(Beginning of INFORMATION GIVEN)

PR #4844, opened 2026-06-30
Avoid spurious stream ACK teardown errors

nvidianz:
## Summary

- mark ACKs emitted for completed reliable streams as optional
- log completed-stream ACK delivery failures at debug level while preserving error-level logging for active streams
- add regression coverage for final ACK optionality and teardown-time delivery failure logging

## Root cause

Reliable messaging keeps a completed receive task available briefly so it can ACK retried chunks. During external-process job teardown, a final or repeated ACK can race with removal of the target subprocess cell and its connection. The ACK was sent as a non-optional message, so CoreCell reported `cannot forward req: no path` at ERROR level even though the stream and job had already completed successfully.

This change uses the existing optional-message logging path only after the receive task is complete. In-flight ACK failures remain ERROR-level signals.

## Impact

Normal job teardown no longer emits a misleading server ERROR for a harmless trailing stream ACK. Active stream reliability and ACK state handling are unchanged.

Tracks NVBugs 6389772.

## Validation

- `tests/unit_test/fuel/f3/streaming/byte_receiver_test.py`: 23 passed
- related streaming and CoreCell tests: 78 passed
- complete `tests/unit_test/fuel/f3/streaming` suite: 211 passed
- scoped Black, isort, and Flake8 checks passed
- `git diff --check` passed


YuanTingHsieh (dismissed):

nvflare/fuel/f3/streaming/byte_receiver.py
```diff
@@ -452,6 +452,9 @@ def _get_ack_offset(self):
         return self.received_offset if self.completed else self.offset
 
     def _send_ack(self, offset, seq):
+        # A completed stream may outlive its target during teardown; ACK delivery no longer affects its result.
+        optional = self.completed
```
pcnudde: Could we keep the first final ACK non-optional? `stop()` sets `self.completed = True` before calling `_send_ack()`, so this also classifies the initial final ACK as optional. On the sender, `_prepare_reliable_stop()` leaves the stream pending until `handle_ack()` removes the final sequence from `pending_messages`; delivery of this ACK therefore still affects the sender's result. If the reverse path fails while the sender is alive, both CoreCell and this method log only at DEBUG while the sender retries and may eventually time out. Please restrict optional/debug handling to re-ACKs after a final ACK has already succeeded—for example, using `seq_ack`/`offset_ack`, or passing an explicit flag from the completed-duplicate path.

pcnudde (commented):
One reliability/observability issue found; please see the inline comment.

nvflare/fuel/f3/streaming/byte_receiver.py
nvidianz: Addressed in 2fb1e3f0a. `_send_ack()` now marks an ACK optional only when the receive task is complete and the ACK's sequence/offset are at or behind state whose ACK send already succeeded. The initial final ACK remains non-optional, and retries after a failed final ACK also remain non-optional/ERROR-visible until one succeeds. Added regression coverage for the failed-initial-ACK retry path, successful duplicate re-ACKs, returned send errors, and exceptions. Validation: 25 byte-receiver tests, 213 streaming tests, and 5 CoreCell routing tests passed; scoped Black/isort/Flake8 and `git diff --check` also passed.

YuanTingHsieh (approved):

chesterxgchen:
PR #4844 review — three perspectives

Consensus verdict: approve (architect and principal engineer: approve-with-comments; security: approve). No blocking or major findings. The PR is already merged; everything below is follow-up material, not change requests.

All three reviewers independently verified the core mechanism is sound. optional=True in fire_and_forget only stamps MessageHeaderKey.OPTIONAL into the headers (core_cell.py:1507–1514) — routing, retry, and delivery are untouched. Because the header travels with the message, the forwarding cell's cannot forward req: no path ERROR (core_cell.py:1757 → log_messaging_error) is demoted too — which is the only mechanism that could fix the reported symptom, since that log fires on a remote hop the receiver can't reach any other way. The predicate is conservative: seq_ack/offset_ack advance only on successful send, so the first final ACK is always required (seq_ack=-1 initially handles the empty-stream seq=0/offset=0 case correctly), a failed first final ACK keeps all retries at ERROR, and the unlocked read of self.completed can only err toward fail-loud. Sender guarantees are preserved — re-ACKs are still transmitted, and a truly-lost ACK still surfaces via the sender's own retry-exhaustion ERROR.

Findings worth acting on (follow-ups)

1. _send_error has the identical teardown race, still ERROR (architect, minor — byte_receiver.py:334–352). Retained failed reliable tasks re-notify on every retried chunk with no optional=, so the same spurious no path ERROR survives for failed streams racing teardown. Same treatment applies.
2. Non-reliable streams not covered (principal, minor — byte_receiver.py:279–286). For non-reliable streams completed stays False, so their trailing flow-control ACK at teardown still ERRORs. If NVBug 6389772 was ever observed on non-reliable streams, the symptom persists there.
3. Peer-controlled task TTL is unbounded (security, pre-existing, minor — byte_receiver.py:207–210). _handle_new_stream trusts the sender's RETRY_TIMEOUT/RETRY_WAIT headers with no clamp; a malicious peer can pin completed RxTasks in rx_task_map indefinitely across arbitrary SIDs, and a non-numeric value makes float() raise inside process_chunk. Worth clamping and validating. Not introduced by this PR.

Accepted trade-offs (no action)

- Residual window: if the peer disappears between the last chunk and the first final ACK, that ACK is still non-optional and ERRORs — deliberate (can't distinguish teardown from a wedged sender), so bug-class reports may not go fully to zero.
- already_acked means "accepted by first hop," not "delivered" — on a multi-hop route a mid-route drop could make subsequent re-ACK failures DEBUG-only; visibility is preserved by the sender-side retry timeout. Principal suggests a one-line code comment documenting this.
- Check-then-act race: two concurrent sends of the same (seq, offset) can both classify as required, leaving one spurious ERROR possible — window is tiny and the fix (lock across network I/O) would be worse.
- Security: the demoted line is noise, not an actionable detection signal; re-ACK reflection is 1:1 (no amplification); the OPTIONAL header being peer-settable on a peer's own messages is a pre-existing property of the mechanism (already used by goodbye broadcasts, cell_pipe END/ABORT/HEARTBEAT); no info leak in the changed log lines.

Test coverage was judged good — the three load-bearing behaviors (first-final-ACK required, re-ACK optional on both failure paths, end-to-end via process_chunk) are all pinned.

nvidianz:
@chesterxgchen The three actionable findings from your review (plus the suggested first-hop doc comment) are addressed in follow-up PR #4861: `_send_error` re-notifications get the same optional/DEBUG treatment as re-ACKs, non-reliable streams are covered (post-completion ACKs advisory, mid-stream flow-control ACKs still required — verified the non-reliable sender never waits past send-completion), and the peer-supplied retry-window headers are validated and clamped to 1h. The accepted trade-offs from your review are unchanged.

(End of INFORMATION GIVEN)

**ACTION ITEM:**
Search the entries for the string "YuanTingHsieh" and collect each line that has it.

**EXERCISE ANSWER:**
YuanTingHsieh (dismissed):
YuanTingHsieh (approved):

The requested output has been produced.